Yuki has started a position as a data analyst at a trusted investment bank. She’s been tasked with finding the expected returns of two of the top S&P 500 listed companies: Microsoft and Tesla. The bank's clientele want to know which of the two companies has stronger expected stock returns based on historical data, namely 2020 and 2021. 

In this activity you will use CAPM to help Yuki find the expected returns for Microsoft (MSFT) and Tesla Inc. (TSLA), based on data from 2020 and 2021. You will retrieve the historical data from Yahoo! Finance and find the variables for the CAPM equation, including:

- the current average excess annual return of the US stocks on the S&P 500 (SPY)
- the return on 10-year US Treasury bonds 
- the beta value for each stock. (Hint: You will need to find the first two values online.)

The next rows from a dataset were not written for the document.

PR #10571, opened 2019-10-08
Rely on yeoman-environment to detect external modules (including blueprints)

murdos:
This is an attempt to solve issues with detecting/loading external Yeoman generators: https://github.com/jhipster/jhipster-kotlin/issues/179, https://github.com/jhipster/generator-jhipster/issues/10223, https://github.com/jhipster/generator-jhipster/issues/10223, ...

The idea is to rely on yeoman-environment `lookup()` feature that will detect available generators on your computer for us.
This also simplifies JHipster code and logic, since we don't need to make multiple attempts to find generator (lookup in local `node_modules`, try to do a `require()`, and in last resort use the `yo` command that internally uses yeoman-environment lookup())

### DIFF
--- a/cli/utils.js
+++ b/cli/utils.js
@@ -190,17 +190,8 @@ const done = errorMsg => {
 
 const createYeomanEnv = () => {
     const env = yeoman.createEnv();
-    /* Register yeoman generators */
-    Object.keys(SUB_GENERATORS)
-        .filter(command => !SUB_GENERATORS[command].cliOnly)
-        .forEach(generator => {
-            if (SUB_GENERATORS[generator].blueprint) {
-                /* eslint-disable prettier/prettier */
-                env.register(require.resolve(`${SUB_GENERATORS[generator].blueprint}/generators/${generator}`), `${CLI_NAME}:${generator}`);
-            } else {
-                env.register(require.resolve(`../generators/${generator}`), `${CLI_NAME}:${generator}`);
-            }
-        });
+    // Lookup for all available generators (blueprints, modules, ...)
+    env.lookup();
     return env;
 };
 
--- a/generators/generator-base-private.js
+++ b/generators/generator-base-private.js
@@ -769,7 +769,7 @@ module.exports = class extends Generator {
         if (blueprint) {
             blueprint = jhipsterUtils.normalizeBlueprintName(blueprint);
             if (options.skipChecks === undefined || !options.skipChecks) {
-                this.checkBlueprint(blueprint, subGen);
+                this.checkBlueprint(blueprint);
             }
             try {
                 const finalOptions = {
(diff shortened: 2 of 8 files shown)


cli/utils.js
```diff
@@ -190,17 +190,8 @@ const done = errorMsg => {
...
-        .forEach(generator => {
-            if (SUB_GENERATORS[generator].blueprint) {
-                /* eslint-disable prettier/prettier */
-                env.register(require.resolve(`${SUB_GENERATORS[generator].blueprint}/generators/${generator}`), `${CLI_NAME}:${generator}`);
-            } else {
-                env.register(require.resolve(`../generators/${generator}`), `${CLI_NAME}:${generator}`);
-            }
-        });
+    // Lookup for all available generators (blueprints, modules, ...)
+    env.lookup();
```
deepu105: How does it know to register sub gens from blueprints? I wasn't aware of this API, is it new?

generators/generator-base-private.js
```diff
@@ -795,55 +795,47 @@ module.exports = class extends Generator {
...
     /**
      * Check if the generator specified as blueprint is installed.
      * @param {string} blueprint - generator name
      */
-    checkBlueprint(blueprint, subGen = '') {
+    checkBlueprint(blueprint) {
         if (blueprint === 'generator-jhipster') {
             this.error(`You cannot use ${chalk.yellow(blueprint)} as the blueprint.`);
         }
-        const done = this.async();
```
deepu105: This method is called inside a yeoman generator process, so its better to call done in order to avoid the process hanging, unless `this.env.getGeneratorNames()` doesn't do any async stuff

generators/generator-base-private.js
```diff
@@ -795,55 +795,47 @@ module.exports = class extends Generator {
      * @return {string} version - retrieved version or empty string if not found
      */
     findBlueprintVersion(blueprintPkgName) {
-        let packageJsonPath = path.join(process.cwd(), 'node_modules', blueprintPkgName, 'package.json');
-        try {
-            if (!fs.existsSync(packageJsonPath)) {
-                this.debug('using global module as local version could not be found in node_modules');
-                packageJsonPath = path.join(blueprintPkgName, 'package.json');
+        const blueprintGeneratorName = blueprintPkgName.replace('generator-', '');
```
deepu105: This specific replacement is done multiple times, may be lets have a util method as below to do it
```
const normalizeGeneratorName = name => name.replace('generator-', '');
```

generators/generator-base.js
```diff
@@ -1108,22 +1108,9 @@ module.exports = class extends PrivateBase {
...
-            this.debug('ERROR:', err);
-            const generatorName = npmPackageName.replace('generator-', '');
-            const generatorCallback = `${generatorName}:${subGen}`;
-            // Fallback for legacy modules
-            this.debug('Running yeoman legacy compose with options: ', generatorCallback, options);
-            this.composeWith(generatorCallback, options);
-        }
+        const generatorName = npmPackageName.replace('generator-', '');
+        const generatorCallback = `${generatorName}:${subGen}`;
+        this.composeWith(generatorCallback, options);
```
deepu105: So this now always uses the legacy wy of calling something in compose right. I remember the docs saying to use the `this.composeWith(require.resolve(generatorTocall), options)` way

mshima:
I've done a blueprint that tests situations like this.
(global|local) jhipster with (global|local) blueprints.

https://github.com/mshima/generator-jhipster-test

cli/utils.js
murdos: I don't think it's new, this is what yeoman uses with the yo command.
It scans local and global node_modules for generators, and register them and their subgenerators. If a generator is available both at local and global level, local one has priority.

generators/generator-base-private.js
murdos: `this.env.getGeneratorNames()` don't do any async stuff: https://github.com/yeoman/environment/blob/da6411e978b833d4cbc710cb2b3f3dda965f66aa/lib/environment.js#L305 

In fact the async stuff happens during `env.lookup();`, then everything is already in the (in memory) store.

generators/generator-base-private.js
murdos: Yeah, thanks. 
It belongs to the things I need to finish (with fixing upgrade unit test, merging app-blueprint.spec.js and scoped-blueprint.spec.js and fixing conflicts with https://github.com/jhipster/generator-jhipster/pull/10541), that's why it's still a draft. 

But I opened it in order to get some feedback, to know if I should continue 😉

generators/generator-base.js
murdos: I was not aware of that.
https://yeoman.io/authoring/composability.html indeed says `Even though it is not an encouraged practice, you can also pass a generator namespace to composeWith.`
But the jsdoc doesn't warn about that particular usage: https://github.com/yeoman/generator/blob/7b05f030622e05c9fa62b482f8ebe4a706c469ba/lib/index.js#L512

The goal is indeed to avoid `require.resolve()` that doesn't always work.

murdos:
> 
> 
> I've done a blueprint that tests situations like this.
> (global|local) jhipster with (global|local) blueprints.
> 
> https://github.com/mshima/generator-jhipster-test

Interesting. How do you use it for testing?

mshima:
> > I've done a blueprint that tests situations like this.
> > (global|local) jhipster with (global|local) blueprints.
> > https://github.com/mshima/generator-jhipster-test
> 
> Interesting. How do you use it for testing?

Clone it and add the desired target to azure pipeline (set your branch).

Example:
https://github.com/mshima/generator-jhipster-test/commit/40b14a7a218be6b5c8979526112d842404cecdf9

https://github.com/jhipster/generator-jhipster/pull/10555 is based on improvements from this "blueprint".

mshima:
Forgot that you have to add your repository to azure.
Or you can create PR to my repository to test.

mshima:
https://github.com/mshima/generator-jhipster-test/tree/detect-blueprint-installed-globally
https://dev.azure.com/marceloshima/generator-jhipster-test/_build/results?buildId=323

cli/utils.js
mshima: I think lookup should be called only if blueprints is passed.
Otherwise it's not used at all.

generators/generator-base.js
mshima: composeExternalModule is used by external modules, removing 'generator-' from modules packageName probably will break modules support.
Moving this new logic to composeBlueprint and deprecating modules support (callHooks, composeExternalModule) seems the way to go.

cli/utils.js
murdos: This is also necessary for modules hooks

generators/generator-base.js
murdos: I don't understand how it would break modules support. 
Removing 'generator-' is just the way to transform a npm package name to a Yeoman namespace. There's no differences between blueprints and modules in that perspective.

And I'm against deprecating modules support, they have their value, and always using blueprint is like using a sledgehammer to crack a nut.

cli/utils.js
mshima: Calling env.lookup() first time composeExternalModules/composeBlueprint will do the job?

generators/generator-base.js
mshima: Does modules without 'generator-' prefix works?

murdos: Modules are Yeoman generators, so they should use 'generator-' prefix. See Basic rules for a JHipster module in https://www.jhipster.tech/modules/creating-a-module/

cli/utils.js
murdos: No, this is required for checks and version retrieval.

mshima:
@murdos https://github.com/yeoman/environment/pull/124 will simplify this PR.

generators/generator-base-private.js
```diff
@@ -795,55 +795,47 @@ module.exports = class extends Generator {
...
+                }
             }
-            // eslint-disable-next-line global-require,import/no-dynamic-require
-            const packagejs = require(packageJsonPath);
-            return packagejs.version;
-        } catch (err) {
-            this.debug('ERROR:', err);
-            this.warning(`Could not retrieve version of blueprint '${blueprintPkgName}'`);
-            return '';
         }
```
mshima: With yeoman-environment v2.6.0:
const packageJsonPath = path.join(this.env. getPackagePath(blueprintGeneratorName), 'package.json');
 if (fs.existsSync(packageJsonPath)) {
    // eslint-disable-next-line global-require,import/no-dynamic-require
    const blueprintPackagejs = require(packageJsonPath);
    return blueprintPackagejs.version;
}

mshima:
Closing in favor of https://github.com/jhipster/generator-jhipster/pull/11313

After calculating the CAPM of each stock, make a statement on which has better-expected returns and which has a lower level of volatility.

## 1. Prepare your workstation

In [None]:
#import all the necessary packages
import numpy as np
import pandas as pd
import statsmodels.api as sm
import sklearn
import matplotlib.pyplot as plt
import datetime
import time

from sklearn.linear_model import LinearRegression
from pandas_datareader import data as web

## 2. Set the start and end date

In [None]:
start = datetime.datetime(2020,1,1)
end = datetime.datetime(2022,1,1)

## 3.1 Pull data for Tesla from Yahoo! Finance and save as DataFrame

In [None]:
df_spy = web.DataReader('SPY','yahoo',start,end)

df_spy.head()

In [None]:
df_tesla = web.DataReader('TSLA','yahoo',start,end)

df_tesla.head()

## 3.2 Check relationships and cumulative returns

In [None]:
# plot the data (Close) for both stocks
df_tesla['Close'].plot(label = 'Tesla', figsize=(10,8))
df_spy['Close'].plot(label = 'SPY')
plt.legend()

In [None]:
df_tesla['Cumu'] = df_tesla['Close']/df_tesla['Close'].iloc[0] 
df_spy['Cumu'] = df_spy['Close']/df_spy['Close'].iloc[0]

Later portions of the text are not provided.